実銃

2022/11/19

【実銃】法執行機関から放出された銃「トレードインハンドガン」とは?

 

法執行機関のトレードイン・ハンドガンズ

 

 米国のハンドガンの世界では、各地のPD(ポリスデパートメント:警察署)が制式採用していたオフィサー達のキャリーガンが、世代交代などでメーカーやディーラーに放出され、ユーズドガンとしてリセールされているものを「ポリストレードイン」という。今回はその魅力を解説した実銃レポートを公開しよう。

 

ポリスサープラス

 

 いわゆる“サービスガン(制式銃:公用に供されたガンという意味)”には、耐用年数や世代交代があって、一定の時期を過ぎると一般に放出されることがある。これらは“サープラス”もしくは“トレードイン”と呼ばれ、コレクターやシューターたちから高い人気を誇っている。
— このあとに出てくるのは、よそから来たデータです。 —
PR #19, opened 2012-07-25
Unprefixed -o-{transform,transition,linear-gradient}.

hzr:
core-integration-364 unprefixes some CSS properties. This updates these properties with the new syntax.

### DIFF
--- a/src/client-en.xml
+++ b/src/client-en.xml
@@ -10,6 +10,8 @@
   background: #e6e6e6 repeat-x -o-linear-gradient(-90deg,
                                                   rgba(255, 255, 255, 0.75) 0,
                                                   rgba(255, 255, 255, 0.25) 100%);
+  background: #e6e6e6 repeat-x linear-gradient(rgba(255, 255, 255, 0.75) 0,
+                                               rgba(255, 255, 255, 0.25) 100%);
   border-radius: 3px;
   line-height: 19px;
   margin: 0 3px;
@@ -28,6 +30,8 @@
   background-image: -o-linear-gradient(-90deg,
                                        rgba(255, 255, 255, 0.45) 0,
                                        rgba(255, 255, 255, 0.25) 100%);
+  background-image: linear-gradient(rgba(255, 255, 255, 0.45) 0,
+                                    rgba(255, 255, 255, 0.25) 100%);
   box-shadow: inset 0 0 0 1px rgba(0, 0, 0, 0.3),
               inset 0 1px 3px rgba(0, 0, 0, 0.35);
 }
--- a/src/console-logger/consolelogger_style.css
+++ b/src/console-logger/consolelogger_style.css
@@ -38,7 +38,7 @@
   padding: 0;
   cursor: pointer;
   -o-transition: -o-transform 0.2s;
-  transition: -o-transform 0.2s;
+  transition: transform 0.2s;
 }
 
 .errors-table > tr.expanded .expander
--- a/src/console-logger/consolelogger_style.css
+++ b/src/console-logger/consolelogger_style.css
@@ -38,11 +38,13 @@
   padding: 0;
   cursor: pointer;
   -o-transition: -o-transform 0.2s;
+  transition: -o-transform 0.2s;
 }
 
 .errors-table > tr.expanded .expander
 {
   -o-transform: rotate(90deg);
+  transform: rotate(90deg);
 }
 
 .errors-table .expand_cell
--- a/src/network/network_templates.js
+++ b/src/network/network_templates.js
@@ -366,6 +366,13 @@ templates.network_graph_sections = function(entry, width, duration, do_tooltip)
                                   "rgba(255, 255, 255, 0.25) 100%), " +
                         "-o-linear-gradient(0deg," +
                           templates.network_graph_sections_style(entry, width, duration) +
+                        ");" +
+                    "background-image: " +
+                        "linear-gradient(0deg," +
+                               "transparent 0%," +
+                               "rgba(255, 255, 255, 0.25) 100%), " +
+                        "linear-gradient(-90deg," +
+                          templates.network_graph_sections_style(entry, width, duration) +
                         ");"
          ];
 };
@@ -458,6 +465,9 @@ templates.network_graph_tooltip = function(entry, mono_lineheight)
             ["div",
               "style", "height: " + HEIGHT + "px; " +
                        "background-image: -o-linear-gradient(270deg," +
+                          templates.network_graph_sections_style(entry, HEIGHT, duration) +
+                        ");" +
+                       "background-image: linear-gradient(180deg," +
                           templates.network_graph_sections_style(entry, HEIGHT, duration) +
                         ");",
               "class", "network-tooltip-graph"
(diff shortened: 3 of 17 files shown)


src/ui-style/tabs.css
```diff
@@ -51,9 +51,11 @@ top-tabs
   height: 30px;
   overflow: hidden;
   background-color: #e9e9e9;
-  background-image: -o-linear-gradient(270deg,
+  background-image: -o-linear-gradient(-90deg,
```
hzr, line 54: This was just for consistency with other values.

src/client-en.xml
```diff
@@ -10,6 +10,8 @@
   background: #e6e6e6 repeat-x -o-linear-gradient(-90deg,
                                                   rgba(255, 255, 255, 0.75) 0,
                                                   rgba(255, 255, 255, 0.25) 100%);
+  background: #e6e6e6 repeat-x linear-gradient(rgba(255, 255, 255, 0.75) 0,
```
hzr, line 13: It now defaults to "to bottom", so I left it out.

chriskr:
Looks good. A single bug fix can be pushed directly to bugfixes, that is a reviewed branch too. A special reviewed branch makes only sense for tasks.

src/console-logger/consolelogger_style.css
```diff
@@ -38,11 +38,13 @@
   padding: 0;
   cursor: pointer;
   -o-transition: -o-transform 0.2s;
+  transition: -o-transform 0.2s;
```
rchl: Did you mean to have transform without -o- here?

BTW. I don't recall us dropping prefixes for transitions/transforms. If we want to prepared for the future, we probably should add all possible combinations because we don't know what will loose prefix first.

src/network/network_templates.js
```diff
@@ -366,6 +366,13 @@ templates.network_graph_sections = function(entry, width, duration, do_tooltip)
                                   "rgba(255, 255, 255, 0.25) 100%), " +
                         "-o-linear-gradient(0deg," +
                           templates.network_graph_sections_style(entry, width, duration) +
+                        ");" +
+                    "background-image: " +
+                        "linear-gradient(0deg," +
+                               "transparent 0%," +
```
rchl, line 372: Specifying 0%, 100% explicitly is not strictly needed. Same in some other places. But I don't mind much if you prefer it that way.

src/resource-manager/resource_style.css
```diff
@@ -122,9 +122,12 @@
 
 .highlighted-line
 {
-  background-image: -o-linear-gradient(90deg, 
+  background-image: -o-linear-gradient(90deg,
                                        #d4e3f4,
                                        #d4e3f4);
+  background-image: linear-gradient(180deg,
```
rchl, line 128: background-color would be sufficient here.

src/ui-style/debugger_style.css
```diff
@@ -1429,6 +1436,12 @@ d
                     -o-linear-gradient(0deg,
                                        #c8c8c8 100%,
                                        #c8c8c8 0);
+  background-image: linear-gradient(90deg,
+                                    #c8c8c8 100%,
+                                    #c8c8c8 0),
+                    linear-gradient(00deg,
```
rchl: "0deg"

src/network/network_templates.js
hzr, line 372: Just copied the old stuff, I'll let the maintainer of the view fix it. :)

src/console-logger/consolelogger_style.css
hzr: Yes, thanks. I'm testing in ci-368 and it only works with the unprefixed versions.

src/ui-scripts/ruler/style.css
```diff
@@ -83,9 +127,31 @@
...
+    -o-linear-gradient(-90deg,
+                       #fff 0,
+                       #fff 1px,
+                       transparent 1px),
+    -o-linear-gradient(-90deg,
+                       #fff 0,
+                       #fff 1px,
+                       transparent 1px);
+  background-image:
+    linear-gradient(180deg,
```
danfooo, line 143: Should it be 0deg here? Prefixed starts from east, so -90deg = north, unprefixed here starts north, so 180deg = south? In other lines further down too.

src/ui-scripts/ruler/style.css
```diff
@@ -162,12 +250,25 @@
...
                        transparent 7px),
-    -o-linear-gradient(-45deg, 
+    -o-linear-gradient(-45deg,
                        transparent 0,
                        transparent 5px,
                        #fff 5px,
                        #fff 7px,
                        transparent 7px);
+  background-image:
+    linear-gradient(45deg,
```
danfooo, line 260: Is 45 correct here? The prefixed one is 45, so it should be 135 if I understand correctly? Further down, -45deg is unchanged in the unprefixed too.

src/ui-style/colorpickerstyle.css
```diff
@@ -97,6 +99,18 @@
                     -o-linear-gradient(45deg,
                                        transparent 75%,
                                        #c8c8c8 75%);
+  background-image: linear-gradient(135deg,
```
danfooo, line 102: Prefixed is -45, so it should be -135 here? Won't check deg further down, maybe I just got it wrong.

src/ui-scripts/ruler/style.css
hzr, line 143: That's what I expected too, but that looked slightly wrong. It might have something to do with the background-position. with 180deg it looks like before.

src/ui-scripts/ruler/style.css
hzr, line 260: This doesn't really matter, we're just painting an "×".

src/ui-style/colorpickerstyle.css
hzr, line 102: It might be painted a bit differently, but the end result is the same.

src/ui-scripts/ruler/style.css
rchl, line 143: Using keywords like 'to bottom', 'to top' is probably less confusing.

-90deg in the old one was in other words 'to top', 180deg in the new one is 'to bottom'.

danfooo, line 143: No, 180deg in the new one is 'from bottom' (and therefor also 'to top'). That's why the unprefixing here is correct.

I'd like to stick with degree values, the fact that the degree value represents the "from" (clockwise, starting north), but the keywords have to be "to xyz" makes it more confusing than helpful.

src/resource-manager/resource_style.css
p01, line 128: Agreed.
This class name sound ( and should be ) very generic. However I see it only used in the resource_detail view, to highlight a specific line when viewing a text/\* resource from another service ( e.g. Documents )

danfooo, line 128: Wonder if there's a reason for the gradient? Also prefixed "90deg" is unprefixed "0deg".

danfooo, line 128: Checked, there is background-position and background-size set inline, that's why this needs to be a background-image and therefor a gradient. Maybe the name is a bit too generic, but this is correct. I have nox fixed the degree value, but that's just for consistency, it of course doesn't make a difference.

PR #22, opened 2012-07-26
Hide Return Values section from old versions.

hzr:


danfooo:
Looks good

chriskr:
Looks good.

 今回紹介したいのは“LEO(ローエンフォースメントオフィサー:法執行機関従事者)トレードイン”の方である。中でも“ポリストレードイン”は、比較的ポピュラーである。皆さんもご存じのように21世紀に入ってからはポリスの制式銃が二転三転しているという現実もあり、結構な数のポリスサープラスが市場に流れ込んでいるのだ。PDのロゴが刻印されている個体もあり、“NEW YORK P.D.”などと入っているモデルは、コレクターたち垂涎の的として、飛ぶように売れている現状なのだ。中にはほとんど撃っていない極上品もあるが、当然のごとく個人差はあるので、信頼のおけるディーラーから、細かくグレード分けされている各ガンを吟味する必要はあるだろう。

 

 

S&W Model 559

  • 口径:9mm Luger
  • 装弾数:14+1発
  • バレル長: 4インチ

 

 この個体は、LASD(ロサンゼルスシェリフデパートメント)のオフィサーが所有していたもので、あまりに程度が良いのでオークションに出品されたという曰く付きの1挺だ。いわゆる“セカンドジェネレーション”と呼ばれる世代で、1971年にリリースされた初代Model 559の改良版スティールフレームモデルである。スチールフレームであるが故に、ホルスターキャリーガンとしては重いが、撃ち始めるとリコイルはマイルドで連射しやすいバランスを持っている。ただしグリップのデザインは初代のままなので、手の小さい人には少々ツライ。また初代が抱えていたジャム病(100~200発に1発ジャムが出る)をそのまま引き継いでいるのが残念なところだ。

 

トリガー/グリップの位置からバレルのボアセンターまでの距離は果てしなく遠く2階建て感さえある。だが、Model 559はアメリカ初のハイキャパシティ・ダブルアクション/シングルアクションのセミオートなのだ

 

ダブルアクションのトリガープルは、お世辞にもいいとは言えない。ただチューンアップは可能だ

 

リアサイトはこのセカンドジェネレーションからフルアジャスタブルになった。狙いやすい。各部のフィット&フィニッシュも秀逸だ

 

ハンマーが落ち、撃発した瞬間。弾頭はまだバレル内にいる可能性が高い

 

フルリコイルでもこのくらいのマズルライズでしかない。ボアセンターが高いことを考えると優秀だ

 

 今回はS&W Model 559のポリストレードガンを紹介したが、次回のレポートではカリフォルニアハイウェイパトロールが制式採用していた(1996 ~ 2009年)、“S&W Model4006 TSW”などの実銃レポートを公開する。実際に法執行機関で使用された銃に思いを馳せていただければ幸いだ。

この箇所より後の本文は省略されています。